Vision Language Models (VLMs) are advanced models that integrate vision and language processing capabilities. They are trained on extensive datasets containing both interleaved images and text data, allowing them to generate text descriptions of images and answer questions related to images.

NeMo Automodel LLM APIs can be easily extended to support VLM tasks. While most of the training setup is the same, some additional steps are required to prepare the data and model for VLM training.
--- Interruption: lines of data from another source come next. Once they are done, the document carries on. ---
PR #4118, opened 2025-11-27
App Submission: DumbWare Suite

dennysubke:
# App Submission

### DumbWare Suite
...

### Icon
logo

...

### I have tested my app on:
- [X] umbrelOS on Linux VM


al-lac:
Hey @dennysubke,

thanks a lot for this submission! So many tools in one app, wow. 🤯 

I need to check with @nmfretz and @Mr-Sunglasses if this is a way to go here. For example, [dumbpad](https://apps.umbrel.com/app/dumbpad) is already on the store.

Having multiple tools in one app is great, but it makes updating them somewhat harder.

Will let you know once I know more!

dennysubke:
Hey @al-lac,

thanks a lot for taking a look and for looping in @nmfretz and @Mr-Sunglasses 😎!

I totally understand the concern.

My idea here was simply to provide a small, clean Dumbware landing page where all these tiny tools live together with a consistent look and Umbrel friendly defaults. More of a mini suite than a single app.

About the images:
I intentionally kept the latest tags instead of version pinned tags because the Dumbware apps all use different versioning styles. Some follow semantic versioning, some use date based versions, and some do not tag at all. Using latest was the only reliable way to keep the whole suite consistent.

And yes, I promise I really put a lot of love into this one. Layout, landing page, icons, the full experience. I tried hard to make it feel like a small Umbrel native toolbox. 😄

If the overlap with DumbPad becomes a blocker, I am happy to remove it or adjust the suite for an official store version.

And if it simply does not fit Umbrels overall concept, no worries at all. I can close the PR and keep it exclusive to my community store. 💪🏻

al-lac:
Hey @dennysubke,

We appreciate all the hard work that you put into this. 🥇 
I noticed already how much care you took to make everything look good and it really fits in nicely into the Umbrel design language. 🔝 

Lets just wait until we hear back from @nmfretz and @Mr-Sunglasses.

Have a great weekend!

dennysubke:
Thanks a lot, really appreciate the kind words! 😃

Happy to wait for feedback from @nmfretz and @Mr-Sunglasses 😎. 

Hope you also have a great weekend! ☀️

nmfretz:
Hey Denny, thanks for yet another submission. You've been absolutely crushing it. I don't know if you've seen yet, but our apps preview site has a cool new feature where you can see all the apps that have been submitted by someone. In the "submitted by" field of an app you'll see a little pill showing how many apps someone has submitted, and you can click it so see all the apps they've submitted. Check out yourself here 🥇:
https://apps.umbrel.com/submitter/dennysubke

For DumbWare, I'm really thinking the apps should be kept separate in the official app store. Please feel free to push back, I can see how much effort you've put into this. Here's my reasoning:
- The developer of the actual apps doesn't bundle them together. They are all separate. So if people come across one of the apps elsewhere (say a reddit post about the kanban board app) and want to check for it on umbrelOS they'd look for the individual app.
- The actual apps are unrelated except for the fact that they are all the same developer. It feels a little weird that if you wanted the TODO app (DumbDo) you'd also end up with 7 other apps for things like kanban boards, ip tools, terminal emulator, etc. And then if you just want the TODO app, you'd click on the DumbWare bundle app from the umbrelOS homescreen > which will open a new browser window where you'll be in a new dashboard > then you click on the TODO app > which will open yet another browser window.
- It becomes confusing for people to understand what all the apps do or to even find them in the app store just by browsing for cool apps because they are all behind an all-in-one DumbWare bundle. Imagine you're filtering the appstore by networking... you'd never see DumbWhoIs.
- It won't be immediately clear that a particular app is getting an update unless you read through the release notes (believe it or not, most users don't read release notes!).
- the current dashboard code makes it a bit difficult for you to do app updates that need changes to the dashboard. Like imagine a new DumbWare app is released. You'd need to create a forever-existing pre-start hook that does some finicky sed command to update the index.html and also download and save a new app icon asset so that existing installs get the new frontend code. We could get around this though by just packaging the UI as a Docker image so that updates are easy.
- I don't even want to think about this one haha, but imagine you decide to stop contributing to the app ecosystem at some point (please don't! 🫂). Like you end up having less time you can devote to it... then someone else would need to step in to maintain the custom UI.

Are you okay with this just being a Community App Store app?

dennysubke:
Hey @nmfretz, thanks a lot for your detailed feedback and the kind words.

And wow… that submitter page really made my day. I had no idea this feature even existed. 🥇🔥

To be honest, I already had a feeling when submitting that the DumbWare apps might be better kept separate in the official store. Your arguments about discoverability, updates and the fact that the original developer does not bundle them either are completely understandable.

My idea with DumbWare was simply to offer a clean and unified interface as an optional experience for users who like having everything in one place. But I fully understand that the official store needs a more modular structure.

So if the best decision is to keep it in the Community App Store, I am totally fine with that. No problem and no hard feelings. 😊

Thanks again for your thoughtful feedback and for the great work the team is doing. I am always happy to help wherever I can. 🙌

And by the way… you might want to avoid looking at my Pull Request for NoteDiscovery. 💥😄

Have a great week. 💪🏻

PR #4126, opened 2025-12-01
App Submission: Plane

al-lac:
# App Submission

Plane

### 256x256 SVG icon
Could only find a PNG as of now:
plane-icon

### Gallery images
CleanShot 2025-12-01 at 15 53 31@2x
CleanShot 2025-12-01 at 15 22 33@2x
CleanShot 2025-12-01 at 15 24 26@2x
CleanShot 2025-12-01 at 15 26 34@2x
CleanShot 2025-12-01 at 15 30 14@2x

### I have tested my app on:
- [x] umbrelOS on Linux VM


al-lac:
Hey @nmfretz and @Mr-Sunglasses, would be great if you could review this app!

Tested it on my Umbrel Home, dev instance and Raspberry Pi 5 already.

I am still thinking of moving some env vars over to a .env file as this would make it easier for users to adapt the base url. If it is static like it is now, the app will only work when accessed via umbrel.local.

nmfretz:
Really nice work @al-lac this is quite the complex docker setup!

Reviewed and tested. Working well 👌

> I am still thinking of moving some env vars over to a .env file as this would make it easier for users to adapt the base url. If it is static like it is now, the app will only work when accessed via umbrel.local.

Ya it's probably a good idea. We can then simplify once we have the ability to change env vars within umbrelOS

Local access with `${DEVICE_DOMAIN_NAME}` will probably work for the majority of users unless they have multiple umbrels (e.g., `umbrel-2.local`), but sharing it for remote access would be an issue. I tested tunneling to the app proxy with cloudflare (`http://umbrel.local:8762`) and changing the `WEB_URL` and `API_BASE_URL` env vars to my domain.

al-lac:
Hey @nmfretz and @Mr-Sunglasses, I added a `settings.env` that contains some environment variables like `WEB_URL`. Changing those to an external URL enables Plane to work behind an external Proxy like nginx. Tested it via nginx proxy manager on Umbrel Home.

Maybe you can do a final test as well.

Mr-Sunglasses (approved):
Tested on my umbrel dev instance working like a charm 🌠 , great work @al-lac 💜

al-lac:
Tested app on Umbrel dev instance and Umbrel Home. Going live! 🎉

Run LLMs with NeMo Automodel#

To run LLMs with NeMo Automodel, use NeMo container version 25.07 or later. If the model you want to fine-tune requires a newer version of Transformers, you may need to upgrade to the latest NeMo Automodel using:

   pip3 install --upgrade git+git@github.com:NVIDIA-NeMo/Automodel.git

For other installation options (e.g., uv) please see our Installation Guide.

Supported Models#

NeMo Automodel supports AutoModelForImageTextToText in the Image-Text-to-Text category. Specifically, the following VLM models from Hugging Face have been tested and support both Supervised Fine-Tuning (SFT) and Parameter-Efficient Fine-Tuning (PEFT) with LoRA:

Model	Dataset	FSDP2	PEFT
Gemma 3-4B & 27B	naver-clova-ix & rdr-items	Supported	Supported
Gemma 3n	naver-clova-ix & rdr-items	Supported	Supported
Qwen2-VL-2B-Instruct & Qwen2.5-VL-3B-Instruct	cord-v2	Supported	Supported
llava-v1.6	cord-v2 & naver-clova-ix	Supported	Supported

For detailed instructions on fine-tuning these models using both SFT and PEFT approaches, please refer to the Gemma 3 and Gemma 3n Fine-Tuning Guide. The guide covers dataset preparation, configuration, and running both full fine-tuning and LoRA-based parameter efficient fine-tuning.

Dataset Examples#

Tip

In these guides, we use the quintend/rdr-items and naver-clova-ix/cord-v2 datasets for demonstation purposes, but you can specify your own data as needed.

rdr items dataset#

The rdr items dataset quintend/rdr-items is a small dataset containing 48 images with descriptions. This dataset serves as an example of how to prepare image-text data for VLM fine-tuning. For complete instructions on dataset preprocessing and the collate functions used, see the Gemma Fine-Tuning Guide.

cord-v2 dataset#

The cord-v2 dataset naver-clova-ix/cord-v2 contains receipts with descriptions in JSON format. This demonstrates handling structured data in VLMs. The Gemma Fine-Tuning Guide provides detailed examples of custom preprocessing and collate functions for similar datasets.

Train VLM Models#

All supported models can be fine-tuned using either full SFT or PEFT approaches. The Gemma Fine-Tuning Guide provides complete instructions for:

Configuring YAML-based training.
Running single-GPU and multi-GPU training.
Setting up PEFT with LoRA.
Model checkpointing and W&B integration.